Fahrerlaubnisrecht: Ohne richterliche Anordnung entnommene Blutprobe ist im Verwaltungsverfahren verwertbar

Das OVG Rheinland-Pfalz berichtet in der Pressemitteilung Nr. 13/2010 über den Beschluss vom 29. Januar 2010, Aktenzeichen: 10 B 11226/09.OVG.

Der Betroffene hatte sein Fahrzeug unter Drogeneinfluss geführt. Die Blutprobe war ohne richterlichen Beschluss entnommen worden. Die Fahrerlaubnisbehörde entzog die Fahrerlaubnis mit Sofortvollzug. Diese Entscheidung hielt nun auch vor dem OVG.

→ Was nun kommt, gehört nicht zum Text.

PR #610, opened 2025-02-19
feat(dialog): add more dialog options to BrnDialogDefaultOptions

### LINKED ISSUE #608: Dialog: add provideBrnDialogConfig to override input values

dialog

### Information

I am implementing an `AutocompleteTriggerDirective` and the inputs could be set in the constructor before #599.

```ts
@Directive({
  selector: '[psAutocompleteTrigger]',
  standalone: true,
  host: {
    '(click)': 'open()',
  },
})
export class AutocompleteTriggerDirective {
  private readonly _host = inject(ElementRef, { host: true });

  private _brnDialog = inject(BrnDialogComponent, { optional: true });

  public readonly disabled = input<boolean, BooleanInput>(false, {
    transform: booleanAttribute,
  });

  constructor() {
    if (!this._brnDialog) return;

    this._brnDialog.attachTo = this._host.nativeElement;
    // otherwise the input field will loose focus
    this._brnDialog.autoFocus = 'first-heading';
    this._brnDialog.closeOnOutsidePointerEvents = true;
  }

  open() {
    if (this.disabled()) return;

    this._brnDialog?.open();
  }
}
```

Some inputs have a mutable signal like `attachTo` and `closeOnOutsidePointerEvents`, but `autoFocus` is just an signal input. I can update the inputs to use the new `mutable...` signal states, but `autoFocus` is not included.

```diff
- this._brnDialog.attachTo = this._host.nativeElement;
+ this._brnDialog.mutableAttachTo().set(this._host.nativeElement);
- this._brnDialog.autoFocus = 'first-heading'; // no option to change the input
- this._brnDialog.closeOnOutsidePointerEvents = true;
+ this._brnDialog.mutableCloseOnOutsidePointerEvents().set(true);
```

A `provideBrnDialogConfig` would allow to update config values like `closeOnOutsidePointerEvents`, `autoFocus` and more programmatically.

_No response_

- [x] Yes
- [ ] No

marcjulian:
* change closeDelay to 100 default
* use closeDelay input value
* use defaultOptions values for input signal defaults

## PR Checklist

## PR Type

- [ ] Bugfix
- [x] Feature
- [ ] Build related changes
- [ ] CI related changes

- [ ] accordion
- [ ] alert
- [ ] alert-dialog
- [ ] aspect-ratio
- [ ] avatar
- [ ] badge
- [ ] button
- [ ] calendar
- [ ] card
- [ ] checkbox
- [ ] collapsible
- [ ] combobox
- [ ] command
- [ ] context-menu
- [ ] data-table
- [ ] date-picker
- [x] dialog
- [ ] dropdown-menu
- [ ] hover-card
- [ ] icon
- [ ] input
- [ ] label
- [ ] menubar
- [ ] navigation-menu
- [ ] pagination
- [ ] popover
- [ ] progress
- [ ] radio-group
- [ ] scroll-area
- [ ] select
- [ ] separator
- [ ] sheet
- [ ] skeleton
- [ ] slider
- [ ] sonner
- [ ] spinner
- [ ] switch
- [ ] table
- [ ] tabs
- [ ] textarea
- [ ] toast
- [ ] toggle
- [ ] tooltip
- [ ] typography

Closes #608

- [x] Yes
- [ ] No

`provideBrnDialogDefaultOptions` needs to be added to `HlmAlertDialogComponent`

```ts
import {
	BRN_ALERT_DIALOG_DEFAULT_OPTIONS,
} from '@spartan-ng/brain/alert-dialog';
import { provideBrnDialogDefaultOptions } from '@spartan-ng/brain/dialog';

providers: [
		...,
		provideBrnDialogDefaultOptions({
			...BRN_ALERT_DIALOG_DEFAULT_OPTIONS,
		}),
	],
```

### DIFF
--- a/libs/brain/alert-dialog/src/lib/brn-alert-dialog.component.ts
+++ b/libs/brain/alert-dialog/src/lib/brn-alert-dialog.component.ts
@@ -1,5 +1,11 @@
 import { ChangeDetectionStrategy, Component, forwardRef, ViewEncapsulation } from '@angular/core';
-import { BrnDialogComponent } from '@spartan-ng/brain/dialog';
+import { BrnDialogComponent, BrnDialogDefaultOptions, provideBrnDialogDefaultOptions } from '@spartan-ng/brain/dialog';
+
+export const BRN_ALERT_DIALOG_DEFAULT_OPTIONS: Partial<BrnDialogDefaultOptions> = {
+	closeOnBackdropClick: false,
+	closeOnOutsidePointerEvents: false,
+	role: 'alertdialog',
+};
 
 @Component({
 	selector: 'brn-alert-dialog',
@@ -12,16 +18,10 @@ import { BrnDialogComponent } from '@spartan-ng/brain/dialog';
 			provide: BrnDialogComponent,
 			useExisting: forwardRef(() => BrnAlertDialogComponent),
 		},
+		provideBrnDialogDefaultOptions(BRN_ALERT_DIALOG_DEFAULT_OPTIONS),
 	],
 	changeDetection: ChangeDetectionStrategy.OnPush,
 	encapsulation: ViewEncapsulation.None,
 	exportAs: 'brnAlertDialog',
 })
-export class BrnAlertDialogComponent extends BrnDialogComponent {
-	constructor() {
-		super();
-		this.mutableCloseOnOutsidePointerEvents().set(false);
-		this.mutableCloseOnBackdropClick().set(false);
-		this.mutableRole().set('alertdialog');
-	}
-}
+export class BrnAlertDialogComponent extends BrnDialogComponent {}
--- a/apps/app/src/app/pages/(components)/components/(card)/card.preview.ts
+++ b/apps/app/src/app/pages/(components)/components/(card)/card.preview.ts
@@ -58,7 +58,7 @@ type Framework = { label: string; value: string };
 				<label class="my-4 mb-1.5 block" hlmLabel>
 					Framework
 
-					<brn-popover [state]="state()" (stateChanged)="stateChanged($event)" sideOffset="5" closeDelay="100">
+					<brn-popover [state]="state()" (stateChanged)="stateChanged($event)" sideOffset="5">
 						<button
 							class="mt-1.5 w-full justify-between"
 							id="edit-profile"
@@ -206,7 +206,7 @@ type Framework = { label: string; value: string };
               <label class="my-4 mb-1.5 block" hlmLabel>
                   Framework
 
-                  <brn-popover [state]="state()" (stateChanged)="stateChanged($event)" sideOffset="5" closeDelay="100">
+                  <brn-popover [state]="state()" (stateChanged)="stateChanged($event)" sideOffset="5">
                       <button
                               class="w-full mt-1.5 justify-between"
                               id="edit-profile"
--- a/apps/app/src/app/pages/(components)/components/(combobox)/combobox.preview.ts
+++ b/apps/app/src/app/pages/(components)/components/(combobox)/combobox.preview.ts
@@ -1,4 +1,3 @@
-import { NgForOf } from '@angular/common';
 import { Component, signal } from '@angular/core';
 import { NgIcon, provideIcons } from '@ng-icons/core';
 import { lucideCheck, lucideChevronsUpDown, lucideSearch } from '@ng-icons/lucide';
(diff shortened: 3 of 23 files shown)


elite-benni:
Maybe i have to check it again. But the reason why i didn't add more peoperties to the default options is because is felt misleading.

You would have to add it to the helm component as well, otherwise it won't work. 
Atleast thats what I experienced on my tests. 

I am a big fan of the inject defaultOptions pattern but it doesnt work that good for components.

Maybe I am wrong and had some other mistakes in my tests, but thats why i refactored back to the mutableSignals instead of the default options.

marcjulian:
I thought this is common practices to provide default input, where the component inputs cannot be used. 
We have `provideBrnButtonConfig`, `provideHlmDatePickerConfig` etc.

Not sure why it didn't work before, but looks like that the only option `closeDelay` wasn't even used from `defaultOptions` nor from the closeDelay input.

For me it seems to work, try it out with hm-alert-dialog and add state open to `provideBrnDialogDefaultOptions` and the alert dialog should be open when navigating to the alert-dialog page. 
However, for this case setting the state via `provideBrnDialogDefaultOptions` causes issues for the outputs on initial page load.

I guess we will still need the mutableSignals for inputs which may change for other inputs like in the trigger directives.

elite-benni:
I just nearly went crazy because it really works. 
My problem was, that I wanted to add the provideconfig to ``BrnAlertDialogComponent`` but it is not reused automatically for ``HlmAlertDialogComponent``. 
This means that you have to also Change the HlmComponent to make this feature work again, which is maybe a bigger breaking change. 

But maybe it was seen too serious by me.

As written in my first comment, i like the defaultOptions pattern a lot and would love this to be the default way to set the options. 

You are right, not all of them can be removed!
I am pretty sure we can remove some of the mutableInputs, because they are just used by helm component to set it. 

The following should be able to remove:

``mutableCloseOnBackdropClick``
``mutableRole``
``_mutableHasBackdrop``
``mutableScrollStrategy``

libs/brain/alert-dialog/src/lib/brn-alert-dialog.component.ts
```diff
@@ -1,5 +1,11 @@
 import { ChangeDetectionStrategy, Component, forwardRef, ViewEncapsulation } from '@angular/core';
-import { BrnDialogComponent } from '@spartan-ng/brain/dialog';
+import { BrnDialogComponent, BrnDialogDefaultOptions, provideBrnDialogDefaultOptions } from '@spartan-ng/brain/dialog';
+
+export const BRN_ALERT_DIALOG_DEFAULT_OPTIONS: Partial<BrnDialogDefaultOptions> = {
+	closeOnBackdropClick: false,
+	closeOnOutsidePointerEvents: false,
+	role: 'alertdialog',
+};
```
marcjulian, line 8: I expose the defaults for alert dialog here and use it in brn-alert-dialog as well as in hlm-alert-dialog. Maybe that solves it a little bit that it has to be used in hlm-alert-dialog as well

elite-benni: yeah thanks! thats a good idea!

libs/brain/alert-dialog/src/lib/brn-alert-dialog.component.ts
```diff
@@ -12,16 +18,10 @@ import { BrnDialogComponent } from '@spartan-ng/brain/dialog';
...
 })
-export class BrnAlertDialogComponent extends BrnDialogComponent {
-	constructor() {
-		super();
-		this.mutableCloseOnOutsidePointerEvents().set(false);
-		this.mutableCloseOnBackdropClick().set(false);
-		this.mutableRole().set('alertdialog');
-	}
-}
+export class BrnAlertDialogComponent extends BrnDialogComponent {}
```
elite-benni, line 27: I love it when all the imperative set calls are gone ;).

elite-benni:
Thanks for this improvement. 

LGTM!!!

I just wanted to point out, that it is a potential breaking change for users that use their own helm components, because they have to add the ``provideBrnDialogDefaultOptions``, but I think it is ok.
We had some of these "breaking changes" while refactoring the inputs.

elite-benni (approved):

libs/brain/alert-dialog/src/lib/brn-alert-dialog.component.ts
marcjulian: Yes, its so clean!

marcjulian:
I updated the breaking change section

Das durch Nichtbeachtung des Richtervorbehaltes (evtl.) entstehende Beweisverwertungsverbot im Hinblick auf die Blutprobe ist nach nicht zu beanstandender Auffassung des OVG im Verwaltungsverfahren unbeachtlich. Dies folge aus der Tatsache, dass der Entzug der Fahrerlaubnis der Gefahrenabwehr dient. Der Gefahr durch unter Drogen fahrende Kraftfahrzeugführer muss auch begegnet werden können, wenn das Ergebnis der Blutprobe nicht verwertbar ist.

Dem ist zuzustimmen, mindestens soweit die Blutprobe einzig wegen Verletzung des Richtervorbehaltes unverwertbar werden würde.

Mein Rat: Wenn Sie wegen des Führens eines Kraftfahrzeuges unter Alkohol- oder Drogeneinfluss mit einem straf- oder bußgeldrechtlichen Ermittlungsverfahren oder einem Verwaltungsverfahren vor der Fahrerlaubnisbehörde konfrontiert werden, suchen Sie sofort einen spezialisierten Rechtsanwalt auf. Vermeiden Sie jegliche Einlassungen vor den Behörden. Auch ein eingestelltes Strafverfahren schützt meist nicht vor einem Fahrerlaubnisentzug durch die Verwaltungsbehörde.